«Hier oben auf dem Theaterdach, das ist meine Idylle», sagt Robert Vögtli. 39 Jahre lang hat der Mann mit dem verschmitzten Gesichtsausdruck als Beleuchter am Theater gearbeitet. Jetzt ist er pensioniert. Und seit drei Jahren amtet er im Auftrag des Theaters als Jung-Imker.
Fünf Bienenstöcke stehen mittlerweile auf dem Theaterdach, einem Flachdach. Es bietet nicht nur Platz für Bienen, sondern auch für viele Pflanzentöpfe. Die Bienenpflege erfülle ihn mit Freude, sagt Vögtli. Früher wäre dieses Engagement für ihn undenkbar gewesen, meint er: «Als junger Mensch hatte ich andere Interessen. Es braucht das Verantwortungsgefühl, dass man regelmässig zu den Bienen schauen will.»
Bienen im Hochhaus?
Diese Hingabe freut Hanspeter Schweiger, den kantonalen Bieneninspektor. Auch der Standort sei vorzüglich: «Die Anwohner werden nicht direkt mit den Bienen konfrontiert. Die Häuser sind einige Meter vom Bienenstand entfernt.»
Für den Basler Bieneninspektor ist das Theaterdach ein Glücksfall. Er erhält immer mehr Anrufe von Anwohnern von Bienenvölkern. Oft fühlen sie sich belästigt von den Bienen des Nachbarn. Er erhält auch Anrufe aus Schulen oder Altersheimen, weil in deren Nähe plötzlich Bienenschwärme auftauchen.
Das wundert ihn aber nicht: Die Bienendichte ist in Basel-Stadt doppelt so hoch wie angebracht. Immer mehr Menschen wollen an zum Teil unmöglichen Orten Bienen halten. «Der erstaunlichste Wunsch nach Bienenhaltung war in einem Hochhaus im 12.Stockwerk», erzählt Schweiger. «Der Imker wollte zwei Magazine bei sich auf dem Balkon halten. Die Nachbarn links und rechts wären extrem gestört gewesen. Ich musste ihm sagen, dass das nicht geht.»
Allerdings hat der Bieneninspektor gesetzlich wenig in der Hand um, das Imkern zu verbieten.

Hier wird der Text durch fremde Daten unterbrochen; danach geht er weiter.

PR #6307, opened 2026-06-03
fix: correct enterprise Elasticsearch image tag to existing 8.19.15

eamonnmoloney:

The enterprise values files pin `vendor-ee/elasticsearch:8.19.13`, a tag that **does not exist** in the `registry.camunda.cloud` Harbor proxy (which mirrors the Broadcom-hosted Bitnami catalog). `8.19.13` is a gap in that catalog — `8.19.12`, `8.19.14`, and `8.19.15` exist, but `8.19.13` was never published.

Any deploy of the enterprise values therefore fails with `ImagePullBackOff` on the Elasticsearch StatefulSet, which in turn blocks Operate/Optimize/Tasklist startup and makes `helm install --wait` hit `context deadline exceeded`.

This was surfaced by the new `enterprise-values` (`entv`) install scenario added in #6215, which is the first CI path that actually *deploys* these values:
- Failing merge-queue run: https://github.com/camunda/camunda-platform-helm/actions/runs/26842333631
- Error: `Failed to pull image "registry.camunda.cloud/vendor-ee/elasticsearch:8.19.13": ... manifest ... not found`

Root cause: the automated patch-updates PR #5518 bumped `8.19.12 -> 8.19.13`. It went unnoticed because `values-enterprise.yaml` was only exercised by `helm template` unit tests, which never pull images.

### What's in this PR?

Bumps `vendor-ee/elasticsearch` from the non-existent `8.19.13` to `8.19.15` — the highest tag verified present in the proxy (`docker manifest inspect` confirms `8.19.15` resolves as a multi-arch manifest) — in every chart version that still bundles the Bitnami Elasticsearch subchart:

- `charts/camunda-platform-8.5/values-enterprise.yaml`
- `charts/camunda-platform-8.6/values-enterprise.yaml`
- `charts/camunda-platform-8.7/values-enterprise.yaml`
- `charts/camunda-platform-8.8/values-enterprise.yaml`
- `charts/camunda-platform-8.9/values-enterprise.yaml`

`8.10` is unaffected — bundled Bitnami subcharts were dropped in #6146, so it has no `values-enterprise.yaml`.

Validation:
- `helm template` of 8.7 enterprise values now renders `registry.camunda.cloud/vendor-ee/elasticsearch:8.19.15`.
- 8.7 `TestEnterpriseValues` unit suite passes (the tests assert the image *repository*, not the tag, so no test changes were required).
- No golden files reference the tag.

**Dependency:** #6215 (the `entv` shadow E2E scenario) depends on this fix to get past the Elasticsearch install. This should merge first.

> Follow-up worth considering: Renovate's datasource (Bitnami on docker.io) lists tags the camunda Harbor proxy does not mirror, so this class of bad bump can recur. Pinning the ES image's datasource/registry in `renovate.json` to the proxy would prevent it.

### Checklist

**Before opening the PR:**

**After opening the PR:**

### DIFF
--- a/charts/camunda-platform-8.5/values-enterprise.yaml
+++ b/charts/camunda-platform-8.5/values-enterprise.yaml
@@ -104,7 +104,7 @@ elasticsearch:
   image:
     registry: registry.camunda.cloud
     repository: vendor-ee/elasticsearch
-    tag: 8.19.13
+    tag: 8.19.15
     pullSecrets:
       - name: registry-camunda-cloud
 
--- a/charts/camunda-platform-8.6/values-enterprise.yaml
+++ b/charts/camunda-platform-8.6/values-enterprise.yaml
@@ -113,7 +113,7 @@ elasticsearch:
   image:
     registry: registry.camunda.cloud
     repository: vendor-ee/elasticsearch
-    tag: 8.19.13
+    tag: 8.19.15
     pullSecrets:
       - name: registry-camunda-cloud
 
--- a/charts/camunda-platform-8.7/values-enterprise.yaml
+++ b/charts/camunda-platform-8.7/values-enterprise.yaml
@@ -104,7 +104,7 @@ elasticsearch:
   image:
     registry: registry.camunda.cloud
     repository: vendor-ee/elasticsearch
-    tag: 8.19.13
+    tag: 8.19.15
     pullSecrets:
       - name: registry-camunda-cloud
 
--- a/charts/camunda-platform-8.8/values-enterprise.yaml
+++ b/charts/camunda-platform-8.8/values-enterprise.yaml
@@ -109,7 +109,7 @@ elasticsearch:
   image:
     registry: registry.camunda.cloud
     repository: vendor-ee/elasticsearch
-    tag: 8.19.13
+    tag: 8.19.15
     pullSecrets:
       - name: registry-camunda-cloud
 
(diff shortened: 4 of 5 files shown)


eamonnmoloney:
@leiicamundi could you help us understand the registry side here? While fixing this I found something odd about the `vendor-ee/elasticsearch` proxy in `registry.camunda.cloud` (which mirrors the Broadcom-hosted Bitnami catalog).

Probing tags with `docker manifest inspect registry.camunda.cloud/vendor-ee/elasticsearch:<tag>`:

| Tag | Present? |
|-----|----------|
| `8.19.16` | ❌ missing |
| `8.19.15` | ✅ exists |
| `8.19.14` | ✅ exists |
| `8.19.13` | ❌ **missing** ← what Renovate pinned us to |
| `8.19.12` | ✅ exists |
| `8.19.11` / `8.19.10` / `8.19.5` | ✅ exist |

So `8.19.13` is a *hole* in the sequence — `.12`, `.14`, and `.15` are all there, but `.13` was never mirrored/published. That's what caused the `ImagePullBackOff` (`manifest ... not found`) in the `entv` install scenario from #6215.

Questions:
- Why would a single patch revision (`8.19.13`) be missing while its neighbours exist? Is this an upstream Broadcom catalog gap, a proxy-cache sync issue, or a retention/pruning policy on our side?
- Is there a way to make the proxy back-fill a specific missing tag on demand, or is it strictly limited to what upstream still publishes?
- For Renovate: its datasource (Bitnami on docker.io) clearly lists tags the proxy doesn't carry. Is there a recommended registry/datasource we should pin the ES image to so Renovate only proposes tags that actually exist in `vendor-ee`?

This PR works around it by pinning to `8.19.15` (verified present), but understanding the root cause would help us avoid the next bad bump. Thanks!

bkenez (approved):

Die Welt mit Bienen retten
Viele der Stadt-Imker meinten es gut, sagt der Präsident des Basler Imkervereins Remigius Hunziger. «Bei einigen ist es die Idee, man sollte die Welt retten und sollte etwas machen für die Bienen. Sinnvoller wäre, man würde Honig beim Imker kaufen und Blumen pflanzen, die Nektar und Pollen spenden.» Dann hätten die Bienen genug zu essen.
Denn hungrige Bienen werden aggressiv, und das kann für Menschen unangenehm werden. Auch für die Bienen selber wird die Überpopulation zum existenziellen Problem. «Wenn ungepflegte Bienenstände in der Gegend stehen, ist das Problem, dass das Risiko für Krankheiten riesengross ist», erklärt der Präsident des Vereins. «Es besteht die Gefahr, dass die Varoa-Milbe wieder zurückkommt und schliesslich ein Zusammenbruch der Völker stattfindet.»
Kranke Bienen von Hobby-Imkern mit wenig Wissen infizieren gesunde Bienen. Die Imker realisieren nicht, dass ihr Bienenvolk krank ist. Bienenkrankheiten verbreiten sich aufgrund der hohen Bienendichte schnell verbreiten. Das Ergebnis ist verheerend.
Fähigkeitsausweis für Imker gefordert
Diese Angst vor einer Verbreitung von Krankheiten beschäftigt auch den Verband der Deutschschweizer Bienenfreunde. Doch diese Angst müsste nicht sein, finden die Fachleute.
Der Gesetzgeber könnte Abhilfe leisten, etwa mit einem Fähigkeitsausweis für Imker. Aber, sagt der baselstädtische Imkervereinspräsident Hunziker, bei der Politik sei die Einsicht noch nicht angekommen, dass es diesbezüglich Druck brauche. «Es braucht eine Ausbildung, fundiertes Wissen, um Bienen halten.»
Eine Ausbildung, die auch klar macht, dass es für Bienenhalter etwa keine Sommerferien gibt. In dieser Zeit ist die Bienenpflege am intensivsten. Mit der Feriensperre kann der der pensionierte Jung-Imker auf dem Basler Theaterdach gut umgehen: «Ich bleibe zu Hause. Ich habe Ferien bei mir zu Hause und das ist mein Paradies.»